The file continued its journey through the trees and brush, threading its way through the darkness and branches.

"We have seen men," said one of the girls, insistently.

"Be silent," said Verna.

"We should have taken slaves," said another, irritably.

"No," said Verna.

"The circle," said another. "We must go to the circle!"

Verna stopped and turned.

"It is on our way," said another.

"Please, Verna," said another, her voice pleading.

Verna regarded the girls. "Very well," she said, "we shall stop at the circle."

The girls relaxed visibly.

Irritably, Verna turned, and again we continued on our way.

I understood nothing of this.

I was miserable. I cried out, suddenly, when a branch, unexpectedly struck me across the belly. With a cry of rage the girl who held my leash expertly,
with a twist of her wrist, threw me choking from my feet. Then her foot was on the leash a few inches from my neck, pinning me, choking, to the ground.
With the free end of the leash she struck me five times across my back.

"Silence, Kajira!" she hissed.

Then I was pulled again to my feet, and we continued our journey.

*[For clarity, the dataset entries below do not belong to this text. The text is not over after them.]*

PR #14623, opened 2023-09-08
RPackage: Update class category in class builder

jecisc:
When classifying a class in the class installer, the category is not updated. This is done later by RPAckage while listening to the announcements. But this creates a ping pong: Installer classify with the category -> RPackage listen and try to update the tag -> The tag notices a missmatch of categories -> the tag update the category -> the category is updated and an announcement rasied -> rpackage listen to it to update the tag -> since the category matches, the categorixation happens

I would like to simplify this by setting the category between the categorization and the raise of the announcement. 

Also, this will ensure the category of the class and the system organizer are in sync during the class installation which can simplify the state of the system

As a bonus I added an escape in Class>>category to manage in a better way the unclassified classes. Since a recent change I made, classes with unclassified category cannot be in a category of the system organizer. So we do not need to scan it which should speed things up in that case

### DIFF
--- a/src/Kernel/Class.class.st
+++ b/src/Kernel/Class.class.st
@@ -276,7 +276,10 @@ Class >> category [
 	(latter is much more expensive)"
 
 	| result |
-	self basicCategory ifNotNil: [ :symbol | ((self packageOrganizer listAtCategoryNamed: symbol) includes: self name) ifTrue: [ ^ symbol ] ].
+	self basicCategory ifNotNil: [ :symbol |
+		symbol = Class unclassifiedCategory ifTrue: [ ^ symbol ].
+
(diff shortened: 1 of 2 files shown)


Ducasse:
I imagine that you want to remove the category later anyway. No?

jecisc:
Yes I do! 
But in order to do that, I need to simplify the code managing categories. And if you check Class>>category, you can see that we have two hacks there. One checking if the category of the class is right because sometimes a class has a category that is wrong. And also checking if a class with a nil category does not have one in reality. Because sometimes a class has no category but is categorized :(

I want to avoid those hacks to make the system more consistent and make it easier to point something else later

jecisc:
With this change, I am hoping that the first hack is not needed anymore and that we can remove it totally :)

PR #15194, opened 2023-10-31
Inline date printer

jecisc:
BasicDatePrinter and ExtendedDatePrinter introduce problems of depenedencies. BasicDatePrinter is never used because its #default method is returning ExtendedDatePrinter. On top of this, we have a dependency problem because ExtendedDatePrinter is in a package that is loaded later in the bootstrap. 

I propose to just inline things to make the code simpler. I deprecated those two classes


guillep:
wait no! the basic date pinter is used during the bootstrap. I understand that minimising dependencies is important, but inlining does not necessarily solve the issue as it removes a hook. remember not all hooks are used inside the image. if we only codw for what is inside the image, we will never produce an extensible system -------- Message original --------De : CyrilFerlicot ***@***.***>Date : mar. 31 oct. 2023 à 12:03À : pharo-project/pharo ***@***.***>Cc : Subscribed ***@***.***>Objet : [pharo-project/pharo] Inline date printer (PR #15194)BasicDatePrinter and ExtendedDatePrinter introduce problems of depenedencies. BasicDatePrinter is never used because its #default method is returning ExtendedDatePrinter. On top of this, we have a dependency problem because ExtendedDatePrinter is in a package that is loaded later in the bootstrap.
I propose to just inline things to make the code simpler. I deprecated those two classes



You can view, comment on, or merge this pull request online at:
  https://github.com/pharo-project/pharo/pull/15194

Commit Summary
e097bb9  Inline date printer

File Changes  (8 files)

    A
    src/Deprecated12/BasicDatePrinter.class.st
    (63)
  
    A
    src/Deprecated12/ExtendedDatePrinter.class.st
    (18)
  
    M
    src/Kernel-Chronology-Extras/DateAndTime.extension.st
    (7)
  
    D
    src/Kernel-Chronology-Extras/ExtendedDatePrinter.class.st
    (61)
  
    M
    src/Kernel-Tests/DateTest.class.st
    (12)
  
    D
    src/Kernel/BasicDatePrinter.class.st
    (110)
  
    M
    src/Kernel/Date.class.st
    (49)
  
    M
    src/Kernel/DateAndTime.class.st
    (31)
  

Patch Links:
https://github.com/pharo-project/pharo/pull/15194.patchhttps://github.com/pharo-project/pharo/pull/15194.diff

jecisc:
Do you know where it is used? I have a hard time to find it.

Also, I’m not doing this for the sake of cutting the dependency. I have other changes failing because Kernel is referencing the ExtendingDatePrinter and this one is not present in Kernel

jecisc:
The bootstrap is working with this PR, so I guess the bootstrap does not use it in the end? (Since it’s moved to Deprecated12, it is loaded at the very end)

Ducasse:
Personally I would like to have more printers like objects. 
So we could also move the extended data printer in the kernel if needed.

jecisc:
I'll note on my todo list to merge the printers and I would like to introduce a cached instance to avoid creating a new instance each time we want to print a date because for now it creates a new instance all the time which is not efficient, especially since this class has no state

jecisc:
I'll close this one and when I'll have the time I'll propose a new one based on the discussion. But Idk when that will be :p

PR #15197, opened 2023-10-31
SystemDictionary>>declare:from: should not be an extension

jecisc:
System dictionary really relies on this method, this should be packaged in SystemDictionary

Maybe this is why we have Associations in the SystemDictionary during the bootstrap? Since the method was an extensions it was not loaded at the beginning and it was using the version of Dictionary? To be tested


MarcusDenker (approved):

MarcusDenker:
There is another issue 

- declare:from: is badly named and badly located #11903

Which is true and should be fixed later, this is independent of moving the method

PR #15208, opened 2023-10-31
RPackage: Remove last listeners to SystemAnnouncer

jecisc:
This change remove the last announcement RPackageOrganizer was listening to! Now everything about RPackage synchronization is done directly in the MM and not via announcement!

The last one was the recategorization of methods. 

After this PR we will also be able to remove RPackage class>>#withOrganizer:do:


jecisc:
And with this we can remove a bootstrap script file :)

PR #15210, opened 2023-11-01
Bootstrap: Simplify management of protocols

jecisc:
This PR simplifies the bootstrap on the management of protocols. This is possible because RPackage got improved recently


jecisc:
Some dependency analyzer tests are failing :( I need to check why

jecisc:
I'll close because it does not seems to work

Again branches struck me, but I did not cry out. My feet and legs were bleeding; my
body was lashed, and scratched.

I was nothing with these proud, free, dangerous, brave women, these independent, superb, unfearing, resourceful, fierce felines, panther girls of the
northern forests of Gor. They were swift, and beautiful and arrogant, like Verna. They were armed, and could protect themselves, and did not need men.
They could make men slaves, if they wished, and sell them later, if they were displeased with them or wearied of them. And they could fight with knives
and knew the trails and trees of the vast forests. They feared nothing, and needed nothing.

They were so different from myself.

They were strong, and unfearing. I was weak, and frightened.

It seemed they were of a sex, or breed, other than, and superior to my own.

Among such women I could be but the object of their scorn, what they despised most, only Kajira.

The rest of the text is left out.